When healthy, well-rounded people see others succeed, they say things like “Good for him. He deserves it”.

 

When losers see others succeed, they prove that misery loves company by raining on their parade.

 

The wife of one of my Gold Inner Circle members surprised him with a trip to see Cheap Trick perform the Beatles’ Sargent Pepper live at the Las Vegas Hilton.

 

Just before they left, he heard that one of his employees had whined, “He gets to run off to Vegas and we don’t even get a raise”.

 

He didn’t have time to confront her before the trip, and that nagging thought of “Should I feel guilty for this?” took away some of the magic of this once-in-a-lifetime birthday present.

 

This is an issue all successful people, especially those who own small businesses, struggle with. They work so hard to become successful, and then when they reap the fruits of their labor, there’s always someone who tries to make them feel guilty.

 

Guilt is the appropriate emotion to feel when you’ve done something wrong, but there’s absolutely nothing wrong with reaping the benefits that were the result of your hard work.

People who haven’t succeeded always seem to think that those who have must have done it at the expense of those who haven’t.

Nothing could be further from the truth.
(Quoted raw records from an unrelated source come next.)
PR #633, opened 2022-08-24
Create copy button for code blocks.

### LINKED ISSUE #585: Copy-paste is difficult with diff code blocks
After working my way through the tutorials for a while now, I wanted to give some feedback regarding code blocks with diff sections. For example:

image

As you might imagine, it gets a bit annoying to have to delete the `+` on every line after copy and pasting. I've seen some other sites that take a different approach:

- [React docs](https://reactjs.org/docs/components-and-props.html#composing-components) - The changes have a different background color.
- [Gatbsy Docs](https://www.gatsbyjs.com/docs/tutorial/part-2/) - Different background color **and** a button to copy the code block.

Perhaps it would be better without the `+` signs?

**UPDATE**

Just FYI, after a little digging it looks like the styling comes from the [@storybook/design-system](https://github.com/storybookjs/design-system/blob/master/src/components/Highlight.tsx) dependency. I suppose it would need to change there?

jeffslofish:
I would consider this a rough draft to start a conversation, but it solves the issues of #585. 

For diff blocks, it copies what the final code should look like, so it removes lines starting with - and removes the + from lines starting with + and leaves the other lines as they are.
Based heaving upon https://github.com/iamskok/gatsby-remark-code-buttons and some ideas from https://github.com/gatsbyjs/gatsby/pull/15834/files#diff-112c73a49a03da844b5d0316314e16e7bbfd78528f7d31e54305f4dd523c50c0

Closes #585

https://user-images.githubusercontent.com/1240484/186472469-809def20-3715-4e89-8046-8817cbc8f57b.mp4


jonniebigodes:
@jeffslofish Wow, this is amazing. Thank you very much for taking the time and helping us out with this. We're truly thankful for it. I've checked, and looks really great, but if you wouldn't mind holding on a bit more before this gets merged in, as we're in the middle of an update. Once the update is released, I'll let you know so that we can coordinate with you and get this updated and merged in and close the issue.

Sounds good?

Looking forward to hearing from you.

Stay safe

jonniebigodes:
@jeffslofish just merged it in. Thanks for taking care of this issue and helping us provide a better way for users to follow the tutorial. As a follow-up to this pull request, I wanted to ask you if you could message me (same username) on our [Discord server](https://discord.gg/storybook) ?

Hope you have a great weekend.

Stay safe

PR #639, opened 2022-09-04
Removed styling only addressed in topic 'Addons'

H3AR7B3A7:
In the topic 'Addons' this component is tested by using the Controls Addon. At this point the overflow behavior with long strings is addressed by adding the styling and a visual regression test. Since this style is already added at the start of the course, someone following along the tutorial will not see the text overflow the component like in the examples. So it should not be there yet at this point.


jonniebigodes:
@H3AR7B3A7, thanks for taking the time and effort you've put into this pull request and helping us improve the tutorial by catching that small but rather important typo. I've checked, and it's good on my end. The styling should not be referenced here. Sorry for the confusion, but that information slipped through when the tutorial was being updated earlier.

Going to merge this.

Hope you have a great rest of the weekend.


Stay safe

In The Millionaire Next Door, Tom Stanley discovered that the most common trait among first generation self-made millionaires is integrity.

Billionaire Jon Huntsman summed it up even better in his book, Winners Never Cheat, Even in Difficult Times.

The problem is that no matter how fair and generous you are, there will always be those who think you haven’t given enough.

The solution is to not try to live up to everyone else’s standards, but to live up to yours. As long as you’ve achieved success honestly and have stayed true to your values, you have nothing to hide or feel guilty about.

I don’t hide the fact that I love fancy cars, or that my beautiful bride and I are looking at houses in an area where Keith Urban and Nicole Kidman might be our new neighbors.

But I also don’t hide the fact that I gave a Jaguar to a single mom I’ve never met (click here if you missed the video), coached 32 speakers in 2008 and brought one of them from dead broke to a six-figure income, and took on five job seekers to personally coach through the end of 2009.

If you earned it, then enjoy it for goodness sake, and leave the guilt for someone that’s gullible enough to fall for it.